== The data

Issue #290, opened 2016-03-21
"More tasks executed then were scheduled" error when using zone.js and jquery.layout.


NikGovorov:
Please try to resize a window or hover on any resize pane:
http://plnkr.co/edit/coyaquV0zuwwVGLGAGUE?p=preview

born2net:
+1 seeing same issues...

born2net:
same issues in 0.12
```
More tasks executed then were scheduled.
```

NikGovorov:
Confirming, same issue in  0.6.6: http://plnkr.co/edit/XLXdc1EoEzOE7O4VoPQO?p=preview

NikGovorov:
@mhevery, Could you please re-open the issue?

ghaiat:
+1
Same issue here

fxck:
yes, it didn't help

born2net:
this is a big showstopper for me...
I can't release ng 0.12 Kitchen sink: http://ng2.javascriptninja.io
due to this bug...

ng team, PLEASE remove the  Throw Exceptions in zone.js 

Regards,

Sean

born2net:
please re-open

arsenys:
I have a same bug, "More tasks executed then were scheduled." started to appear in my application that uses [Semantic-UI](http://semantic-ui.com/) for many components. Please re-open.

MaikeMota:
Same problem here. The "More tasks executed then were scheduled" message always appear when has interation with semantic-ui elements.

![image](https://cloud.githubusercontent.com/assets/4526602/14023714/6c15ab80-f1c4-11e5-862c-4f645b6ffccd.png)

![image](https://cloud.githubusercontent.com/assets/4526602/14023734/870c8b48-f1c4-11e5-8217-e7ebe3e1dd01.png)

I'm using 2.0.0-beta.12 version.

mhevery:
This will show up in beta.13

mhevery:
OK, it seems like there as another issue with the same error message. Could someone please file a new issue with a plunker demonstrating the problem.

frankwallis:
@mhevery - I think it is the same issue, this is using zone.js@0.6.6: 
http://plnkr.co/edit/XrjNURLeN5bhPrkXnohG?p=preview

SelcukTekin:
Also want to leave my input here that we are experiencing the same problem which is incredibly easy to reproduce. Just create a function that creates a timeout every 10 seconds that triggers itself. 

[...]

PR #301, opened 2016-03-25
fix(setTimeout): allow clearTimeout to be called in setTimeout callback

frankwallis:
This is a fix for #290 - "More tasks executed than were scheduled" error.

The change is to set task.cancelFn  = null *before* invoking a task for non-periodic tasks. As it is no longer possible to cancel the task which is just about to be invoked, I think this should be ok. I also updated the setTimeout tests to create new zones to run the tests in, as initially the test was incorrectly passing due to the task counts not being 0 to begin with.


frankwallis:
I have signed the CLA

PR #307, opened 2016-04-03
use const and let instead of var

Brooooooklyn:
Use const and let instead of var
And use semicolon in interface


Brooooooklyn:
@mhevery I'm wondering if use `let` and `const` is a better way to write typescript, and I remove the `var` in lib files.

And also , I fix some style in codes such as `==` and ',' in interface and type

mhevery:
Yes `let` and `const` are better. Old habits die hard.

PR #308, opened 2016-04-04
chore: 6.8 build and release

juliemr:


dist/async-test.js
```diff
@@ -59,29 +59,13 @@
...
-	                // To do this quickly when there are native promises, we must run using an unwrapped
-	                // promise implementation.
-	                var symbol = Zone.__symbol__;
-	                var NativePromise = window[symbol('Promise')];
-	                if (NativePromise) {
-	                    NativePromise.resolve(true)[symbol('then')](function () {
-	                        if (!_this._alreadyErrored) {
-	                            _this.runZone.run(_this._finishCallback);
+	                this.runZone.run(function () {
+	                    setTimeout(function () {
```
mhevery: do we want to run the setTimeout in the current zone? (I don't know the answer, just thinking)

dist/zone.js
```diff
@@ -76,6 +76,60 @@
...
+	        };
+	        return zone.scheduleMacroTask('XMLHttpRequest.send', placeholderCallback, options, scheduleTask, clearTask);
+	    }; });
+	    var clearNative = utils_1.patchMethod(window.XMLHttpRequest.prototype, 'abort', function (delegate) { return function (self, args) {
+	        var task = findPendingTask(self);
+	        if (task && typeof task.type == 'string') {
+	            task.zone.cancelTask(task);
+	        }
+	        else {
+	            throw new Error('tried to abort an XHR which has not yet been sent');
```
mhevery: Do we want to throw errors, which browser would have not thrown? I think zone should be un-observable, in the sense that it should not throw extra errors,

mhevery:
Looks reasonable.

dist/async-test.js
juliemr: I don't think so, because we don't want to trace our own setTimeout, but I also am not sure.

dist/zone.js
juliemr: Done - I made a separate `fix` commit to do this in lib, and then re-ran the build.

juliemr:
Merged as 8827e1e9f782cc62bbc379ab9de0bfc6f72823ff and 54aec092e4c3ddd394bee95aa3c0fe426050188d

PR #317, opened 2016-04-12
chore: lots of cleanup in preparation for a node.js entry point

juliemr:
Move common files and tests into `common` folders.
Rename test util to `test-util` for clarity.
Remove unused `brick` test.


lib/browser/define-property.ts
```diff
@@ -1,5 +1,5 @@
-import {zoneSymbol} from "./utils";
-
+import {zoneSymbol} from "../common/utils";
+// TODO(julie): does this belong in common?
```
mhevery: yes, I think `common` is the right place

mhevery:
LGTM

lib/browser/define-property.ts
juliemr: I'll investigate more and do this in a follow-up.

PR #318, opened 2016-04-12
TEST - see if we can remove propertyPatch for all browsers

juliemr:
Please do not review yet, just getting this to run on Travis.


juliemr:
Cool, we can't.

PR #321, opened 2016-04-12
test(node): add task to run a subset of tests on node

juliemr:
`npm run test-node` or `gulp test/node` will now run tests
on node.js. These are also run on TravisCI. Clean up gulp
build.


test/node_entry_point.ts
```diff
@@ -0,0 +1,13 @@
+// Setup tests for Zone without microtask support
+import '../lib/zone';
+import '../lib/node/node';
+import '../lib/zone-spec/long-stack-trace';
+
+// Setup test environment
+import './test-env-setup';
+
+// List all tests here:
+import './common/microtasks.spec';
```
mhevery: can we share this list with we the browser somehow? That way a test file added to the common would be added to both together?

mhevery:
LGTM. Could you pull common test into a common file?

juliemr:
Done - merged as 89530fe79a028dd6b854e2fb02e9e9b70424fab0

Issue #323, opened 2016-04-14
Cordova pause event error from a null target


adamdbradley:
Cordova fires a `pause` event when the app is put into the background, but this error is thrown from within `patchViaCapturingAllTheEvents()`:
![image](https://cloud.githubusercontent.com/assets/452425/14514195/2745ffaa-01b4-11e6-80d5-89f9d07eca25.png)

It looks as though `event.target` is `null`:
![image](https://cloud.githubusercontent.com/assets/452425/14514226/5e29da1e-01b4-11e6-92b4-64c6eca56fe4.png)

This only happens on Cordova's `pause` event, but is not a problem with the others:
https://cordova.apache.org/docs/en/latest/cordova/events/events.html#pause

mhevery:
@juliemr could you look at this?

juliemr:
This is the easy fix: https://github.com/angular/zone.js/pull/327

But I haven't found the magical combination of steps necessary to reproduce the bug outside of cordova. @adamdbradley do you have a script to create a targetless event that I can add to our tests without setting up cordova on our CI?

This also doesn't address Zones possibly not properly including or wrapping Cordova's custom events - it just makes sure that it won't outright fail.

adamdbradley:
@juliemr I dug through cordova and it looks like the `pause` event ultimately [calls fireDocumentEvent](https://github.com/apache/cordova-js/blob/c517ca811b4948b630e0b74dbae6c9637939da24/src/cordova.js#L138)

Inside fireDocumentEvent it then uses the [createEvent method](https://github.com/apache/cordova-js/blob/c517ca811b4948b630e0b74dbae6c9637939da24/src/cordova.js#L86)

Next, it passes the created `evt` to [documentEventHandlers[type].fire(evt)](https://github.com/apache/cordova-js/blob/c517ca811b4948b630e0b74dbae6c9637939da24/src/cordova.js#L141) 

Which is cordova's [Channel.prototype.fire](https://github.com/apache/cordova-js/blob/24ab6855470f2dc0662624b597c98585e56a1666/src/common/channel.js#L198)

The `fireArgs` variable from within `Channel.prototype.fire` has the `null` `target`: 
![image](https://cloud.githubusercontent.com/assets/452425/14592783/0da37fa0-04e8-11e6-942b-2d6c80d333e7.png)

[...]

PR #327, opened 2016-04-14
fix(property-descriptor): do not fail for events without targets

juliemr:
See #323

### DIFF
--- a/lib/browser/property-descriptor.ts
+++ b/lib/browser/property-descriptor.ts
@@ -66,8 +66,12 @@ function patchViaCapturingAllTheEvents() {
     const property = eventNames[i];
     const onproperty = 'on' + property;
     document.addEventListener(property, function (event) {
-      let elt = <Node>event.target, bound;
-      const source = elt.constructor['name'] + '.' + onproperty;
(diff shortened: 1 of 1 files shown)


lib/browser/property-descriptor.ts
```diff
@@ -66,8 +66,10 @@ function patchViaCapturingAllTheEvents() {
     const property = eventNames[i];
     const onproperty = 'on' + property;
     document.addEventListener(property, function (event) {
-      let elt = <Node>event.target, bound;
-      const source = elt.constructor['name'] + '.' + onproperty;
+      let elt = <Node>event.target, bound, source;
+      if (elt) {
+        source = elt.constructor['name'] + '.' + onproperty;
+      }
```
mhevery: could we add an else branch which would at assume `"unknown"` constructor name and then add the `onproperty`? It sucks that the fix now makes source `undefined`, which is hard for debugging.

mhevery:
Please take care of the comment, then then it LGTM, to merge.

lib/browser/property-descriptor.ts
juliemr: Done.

====

Description of the task:
Go through the data above and return each line containing the string "fail".

Response:
This also doesn't address Zones possibly not properly including or wrapping Cordova's custom events - it just makes sure that it won't outright fail.
fix(property-descriptor): do not fail for events without targets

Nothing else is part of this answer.